Exercise objective.
Keep only those lines of the records that include the string "typing".
★ ★ ★ ★
PR #2978, opened 2020-11-20
[cli] Only load the required subcommand

keymone:
Due to inconssistencies in current paasta cli implementation, we're preloading all subcommand modules to find actual subcommands and populate the argument parser.

This PR (for the time being) hardcodes existing subcommands, uses stripped down arg parser to find the subcommand we want to run, loads that subcommand and prepares the arg parser for it.

Drops the total overhead from 2.5s to 0.2s, though the impact won't be as large for actual subcommands because most of load time is spent in `util` modules which is used by all of them.

### DIFF
--- a/paasta_tools/cli/cli.py
+++ b/paasta_tools/cli/cli.py
@@ -21,6 +21,9 @@ import pkgutil
 import subprocess
 import sys
 import warnings
+from typing import Any
+from typing import List
+from typing import Tuple
 
 import argcomplete
 
@@ -73,16 +76,6 @@ def calling_external_command():
         return sys.argv[1] in list_external_commands()
     else:
         return False
-
-
-def get_command_help(command):
-    return f"(run 'paasta {command} -h' for usage)"
-
-
-def external_commands_items():
-    for command in list_external_commands():
-        command_help = get_command_help(command)
-        yield command, command_help
 
 
 def exec_subcommand(argv):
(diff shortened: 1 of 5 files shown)


vkhromov (changes requested):
There is failed test which seems to be related to CLI, could you please fix that.

vkhromov (approved):
:ship: assuming that the failed tests are OK and that doesn't mean that something real is being broken.

Rob-Johnson (approved):

paasta_tools/cli/cli.py
```diff
@@ -84,7 +99,49 @@ def add_subparser(command, subparsers):
     add_subparser_fn(subparsers)
 
 
-def get_argparser():
+PAASTA_SUBCOMMANDS = {
```
Rob-Johnson, line 102: In the long term we should just standardise the naming for this rather than having to maintain a mapping. I think start-stop-restart needs to be pulled apart, but otherwise it's just s/_/- right?

keymone: yep, i wanted to reduce the diff and impact, so i didn't pull start/stop/restart apart and didn't rename pause_service_autoscaler command.

Rob-Johnson:
oh, another failure mode: can you verify that if you pass an incorrect subcommand (like `paasta foo`) you'll still get the right help output (invalid choice: pick between xxx)? reading this I think you might not get that, since you haven't loaded all the argparsers?

keymone:
> oh, another failure mode: can you verify that if you pass an incorrect subcommand (like `paasta foo`) you'll still get the right help output (invalid choice: pick between xxx)? reading this I think you might not get that, since you haven't loaded all the argparsers?

yep:

```
(py36-linux) dev ~/paasta % paasta foo                                                                                                                                         
Argument parse error: argument : invalid choice: 'foo' (choose from 'help', 'api', 'autoscale', 'boost', 'bounce-lock', 'check', 'cook-image', 'deployd', 'echo', 'fsm', 'get-docker-image', '
get-latest-deployment', 'info', 'itest', 'list', 'list-clusters', 'list-deploy-queue', 'local-run', 'logs', 'mark-for-deployment', 'metastatus', 'pause_service_autoscaler', 'performance-chec
k', 'push-to-registry', 'remote-run', 'restart', 'rollback', 'secret', 'security-check', 'spark-run', 'start', 'status', 'stop', 'sysdig', 'tools-hadown', 'true', 'validate', 'wait-for-deplo
yment')                                                                                                                                                                                       
The PaaSTA command line tool. The 'paasta' command is the entry point to  
...
```

PR #2979, opened 2020-11-21
Never use custom metrics interface for signalfx metrics adapter, PAASTA-17091

EvanKrall:
The first commit, ec85007, makes it so we don't ever use the custom metrics interface for the signalfx metrics adapter, only the external interface.

The second commit, e76906f, removes all code dealing with `horizontal_autoscaling`, since nothing uses this, and the first commit likely introduces a bug in this code w.r.t. uwsgi autoscaling. (It would generate signalflow code that would query _all_ uwsgi timeseries with no filtering.)


paasta_tools/kubernetes_tools.py
```diff
@@ -642,6 +535,7 @@ def get_autoscaling_metric_spec(
             if (
                 autoscaling_params.get("forecast_policy") == "moving_average"
                 or "offset" in autoscaling_params
+                or load_system_paasta_config().get_hpa_always_uses_external_for_signalfx()
             ):
                 hpa_metric_name = self.namespace_external_metric_name(metrics_provider)
                 signalflow = LEGACY_AUTOSCALING_SIGNALFLOW.format(
```
stug, line 541: I think this means that all instances using the `metrics_provider: uwsgi` or `http` will end up with an implicit `forecast_policy: moving_average` -- is that what we want?

stug: (oops meant to start a review -- not done!)

paasta_tools/cli/schemas/kubernetes_schema.json
```diff
@@ -192,118 +192,6 @@
                 "autoscaling": {
                     "type": "object"
                 },
-                "horizontal_autoscaling": {
-                    "type": "object",
-                    "additionalProperties": false,
-                    "properties": {
```
stug, line 198: It looks like there's one instance of compute-infra-test-service in norcal-stagef still using this section, so you probably need to change/remove it before shipping this

paasta_tools/kubernetes_tools.py
stug: (There probably aren't too many instances using `uwsgi` or `http` without `moving_average` I bet)

stug (approved):
I think this looks roughly good but I want to confirm that we're ok with forcing everything to use `moving_average` (my guess is that's ok?)

I also didn't look super closely at the removed itest yelpsoaconfigs -- it doesn't really look like we're losing any coverage, but can you confirm that's the case?

PR #3092, opened 2021-04-05
New mesh status command

kawaiwanyelp:
## Description
This PR adds a new API route to get the mesh status for an instance, and adds a new CLI command for the route, `paasta mesh-status`. If the instance is configured for the mesh, the output is the same as the mesh info in `paasta status`, and has the same rules for verbosity. Otherwise, the API will return informative error output if the instance is not an instance type that can run on k8s (so, marathon instances are not supported for simplicity), or if the instance does not have a mesh namespace (i.e. it isn't meant to be discoverable). 

## Testing
`make test`, with new tests added
`make dev-api` locally to emulate norcal-devc, then I ran `paasta mesh-status` against the API:

```
$ paasta mesh-status -s video -c norcal-devc -v
service: video
cluster: norcal-devc
  instance: main
    Envoy:
      Service Name: video.main
      Backends:
        uswest1adevc - Healthy - in BackendType.ENVOY with (3/1) total backends UP in this namespace.
          Proxied through Casper: True
          Hostname:Port      Weight  Status
          XX.XX.XX.XX:8888   10      HEALTHY
          XX.XX.XX.XX:8888   10      HEALTHY
          XX.XX.XX.XX:8888   10      HEALTHY
        uswest1cdevc - Healthy - in BackendType.ENVOY with (3/1) total backends UP in this namespace.
          Proxied through Casper: True
          Hostname:Port     Weight  Status
          XX.XX.XX.XX:8888  10      HEALTHY
          XX.XX.XX.XX:8888  10      HEALTHY
          XX.XX.XX.XX:8888  10      HEALTHY
  instance: submit_for_processing_worker
    ERROR: Instance 'video.submit_for_processing_worker' is not configured for the mesh
  instance: activate_processed_video_worker
    ERROR: Instance 'video.activate_processed_video_worker' is not configured for the mesh
  instance: purge_casper_worker
    ERROR: Instance 'video.purge_casper_worker' is not configured for the mesh
  instance: video_export_worker
    ERROR: Instance 'video.video_export_worker' is not configured for the mesh
  instance: retry_video_processing.run
    ERROR: Getting mesh status for tron instances is not supported
```


paasta_tools/api/views/instance.py
```diff
@@ -845,3 +845,64 @@ def get_deployment_version(
...
+def instance_mesh(request):
+    service = request.swagger_data.get("service")
+    instance = request.swagger_data.get("instance")
+    verbose = request.swagger_data.get("verbose") or 0
+    include_smartstack = request.swagger_data.get("include_smartstack")
+    if include_smartstack is None:
+        include_smartstack = True
+    include_envoy = request.swagger_data.get("include_envoy")
+    if include_envoy is None:
+        include_envoy = True
```
nemacysts, line 862: should we use `request.swagger_data.get(..., True)` here?

paasta_tools/api/views/instance.py
```diff
@@ -845,3 +845,64 @@ def get_deployment_version(
...
     return actual_deployments[key][:8] if key in actual_deployments else None
+
+
+@view_config(
+    route_name="service.instance.mesh_status", request_method="GET", renderer="json",
+)
+def instance_mesh(request):
+    service = request.swagger_data.get("service")
+    instance = request.swagger_data.get("instance")
+    verbose = request.swagger_data.get("verbose") or 0
```
nemacysts, line 856: should we use `request.swagger_data.get("verbose", 0)` here?

paasta_tools/api/views/instance.py
```diff
@@ -845,3 +845,64 @@ def get_deployment_version(
...
+    include_smartstack = request.swagger_data.get("include_smartstack")
+    if include_smartstack is None:
+        include_smartstack = True
+    include_envoy = request.swagger_data.get("include_envoy")
+    if include_envoy is None:
+        include_envoy = True
+
+    instance_mesh: Dict[str, Any] = {}
```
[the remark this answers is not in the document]
nemacysts: alternatively, should we set the default values in the swagger spec?

paasta_tools/api/views/instance.py
```diff
@@ -845,3 +845,64 @@ def get_deployment_version(
...
+    instance_mesh["service"] = service
+    instance_mesh["instance"] = instance
+
+    try:
+        instance_type = validate_service_instance(
+            service, instance, settings.cluster, settings.soa_dir
+        )
+    except NoConfigurationForServiceError:
+        error_message = (
+            "Deployment key %s not found.  Try to execute the corresponding pipeline if it's a fresh instance"
```
nemacysts, line 874: nit: should we use an f-string for consistency?

paasta_tools/cli/cmds/mesh_status.py
```diff
@@ -0,0 +1,172 @@
...
+    return 0, output
+
+
+def report_mesh_status_for_cluster(
+    cluster: str,
+    service: str,
+    instances: List[str],
+    system_paasta_config: SystemPaastaConfig,
+    verbose: int = 0,
+) -> Tuple[int, Sequence[str]]:
```
nemacysts, line 124: feel free to ignore: imo, it's a tiny bit better to use concrete types for return values and only use abstract types for function parameters (e.g., robustness principle: be robust in what you accept and conservative in what you send)

paasta_tools/cli/cmds/mesh_status.py
```diff
@@ -0,0 +1,172 @@
...
+                        service=service,
+                        instances=list(instances.keys()),
+                        system_paasta_config=system_paasta_config,
+                        verbose=args.verbose,
+                    ),
+                )
+            )
+
+    with concurrent.futures.ThreadPoolExecutor(max_workers=20) as executor:
+        tasks = [executor.submit(t[0], **t[1]) for t in tasks]  # type: ignore
```
nemacysts, line 166:
```suggestion
        tasks = [executor.submit(func, **params) for func, params in tasks]  # type: ignore
```
might be a little more self-documenting, but feel free to ignore

nemacysts (commented):
feel free to ignore/defer my comments - they're mostly just small nits

paasta_tools/api/views/instance.py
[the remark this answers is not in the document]
kawaiwanyelp: ive added default values

paasta_tools/api/views/instance.py
kawaiwanyelp: added default values to api specs

paasta_tools/api/views/instance.py
kawaiwanyelp: added default values to api specs

paasta_tools/api/views/instance.py
```diff
@@ -845,3 +845,60 @@ def get_deployment_version(
...
+    instance_mesh["service"] = service
+    instance_mesh["instance"] = instance
+
+    try:
+        instance_type = validate_service_instance(
+            service, instance, settings.cluster, settings.soa_dir
+        )
+    except NoConfigurationForServiceError:
+        error_message = (
+            f"Deployment key {settings.cluster}.{instance} not found. "
```
qui, line 870: Is this the right error message? I think the above function validates if the instance name exists in soaconfigs.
★ ★ ★ ★
Answer box.
+from typing import Any
+from typing import List
+from typing import Tuple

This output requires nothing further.